Guido Westerwelle reist als Schlüsselminister nach Kaliningrad.

Andrey Kobyakov

In der russischen Ostsee-Exklave Kaliningrad (Königsberg) soll am heutigen Samstag ein Treffen von Guido Westerwelle, Radoslaw Sikorski und Sergej Lawrow stattfinden. Die Außenminister Deutschlands, Polens und Russlands hätten sich eigentlich schon am 5. Mai zu Konsultationen zusammenfinden sollen, doch gab es Terminprobleme. Natürlich hat sich die außenpolitische Konstellation im deutsch-polnisch-russischen Dreieck während dieser Zeit nicht geändert. Doch das Image einer der teilnehmenden Personen sieht seither schon ein wenig anders aus: Guido Westerwelle reist ins ehemalige Königsberg zwar immer noch als Schlüsselminister, aber nicht mehr als Chef einer Regierungspartei und Vize-Kanzler.
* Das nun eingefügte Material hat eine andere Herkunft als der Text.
PR #570, opened 2024-05-17
replace older time functions with more portable ones

Gargaj:
As per https://www.gnu.org/software/libc/manual/html_node/Broken_002ddown-Time.html

### DIFF
--- a/implot.cpp
+++ b/implot.cpp
@@ -909,7 +909,7 @@ ImPlotTime MkGmtTime(struct tm *ptm) {
 #ifdef _WIN32
     t.S = _mkgmtime(ptm);
 #else
-    t.S = timegm(ptm);
+    t.S = mktime(ptm);
 #endif
     if (t.S < 0)
         t.S = 0;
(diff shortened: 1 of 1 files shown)


epezent:
@Gargaj I think your code is missing an important step:

```
Portability note: mktime is essentially universally available. timegm is rather rare. For the most portable conversion from a UTC broken-down time to a simple time, set the TZ environment variable to UTC, call mktime, then set TZ back.
```

Gargaj:
This has been a while so I don't specifically remember what was being broken, but the functions I was trying to fix were not available on one of the current generation consoles.

skarolewics:
I am encountering the same issue as @Gargaj, and the platform in question does not support time zone setting via functions like `tzset()`.

I was able to workaround by defining replacements for `timgm` and other functions before including implot.cpp, but it is a bit of a hack. Perhaps for robustness of the ImPlot API, a `#define` could be optionally provided to override implementation of the time related functions, to enable implementation sites to control behavior for specific platforms.

CA-Jon-Colverson:
@skarolewics Would you be able to share your replacement for `timegm`?

skarolewics:
@CA-Jon-Colverson I used the solution described here: https://stackoverflow.com/a/68761107

PR #48, opened 2015-09-26
logging: log to stderr

pinkavaj:
This allows applications to use stdout for data output.

### DIFF
--- a/include/volk/logging.h
+++ b/include/volk/logging.h
@@ -1,6 +1,5 @@
-/* -*- c++ -*- */
 /*
- * Copyright 2014 Free Software Foundation, Inc.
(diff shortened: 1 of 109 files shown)


vsergeev:
:+1:, but I don't believe the Doxygen examples should use `VOLK_LOG()`.

n-west:
Always printing to stderr is not the right thing, especially since most of these messages are not errors. I'd rather see a lightweight thing similar to this that has something like a VOLK_LOG(LOG_LEVEL, varargs), where the log_level determines if something should be printed and can be either compile time definition or read from a preferences file. a compile time decision is probably least effort

n-west:
I accepted a PR to remove these statements until we can get a better minimalist logging setup.

PR #62, opened 2016-02-01
Improved processor/feature detection when building with MSVC

gnieboer:
Two changes to allow building in MSVC 2015. 
First is simply because windows cmake.exe appears to use uppercase processor names.
Second is because MSVC doesn't supports SSE/SSE2 arch flags when compiling 64-bit (because all 64-bit CPUs support SSE/SSE2) which will cause volk to not build the correct profiles.


n-west:
I changed the commit message and fixed white space, but this is merged now.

Außenminister Westerwelle besucht Kaliningrad

Bundesaußenminister Guido Westerwelle (FDP, l-r), der Außenminister Polens, Radoslaw Sikorski, und der Außenminister der russischen Föderation, Sergej Wiktorowitsch Lawrow, legten am 21. Mai 2011 im russischen Kaliningrad (Königsberg) an der Gedenkstätte für die 1.200 Gardisten Blumen nieder. Auf dem Besuchsprogramm des ersten Trilateralen Treffens der Außenminister stand neben dem Besuch des Denkmals ein Treffen mit Studenten der Kant-Universität und eine Besichtigung des Königsberger Doms.

(Foto: dpa)

Es gibt wohl kein anderes Land, dessen Innenpolitik das Establishment in Russland so aufmerksam verfolgt wie Deutschland. Die Bundestagswahlen beispielsweise sind in Moskau immer von großem Interesse: Der Kreml soll ja künftige Korrekturen seiner Außenpolitik rechtzeitig kalkulieren können. Vor zwei Jahren bereitete man Guido Westerwelle in Moskau bei seinem ersten Besuch keinen besonders herzlichen Empfang. Denn bevor er ins Amt kam, hatte er keinen Hehl aus seinen Antipathien zur Ostsee-Pipeline gemacht und Russland im Bereich der Menschenrechte hart kritisiert. Ein weiterer Grund für den kühlen Empfang im Kreml bestand darin, dass Westerwelle in Russland als pro-amerikanischer Politiker galt.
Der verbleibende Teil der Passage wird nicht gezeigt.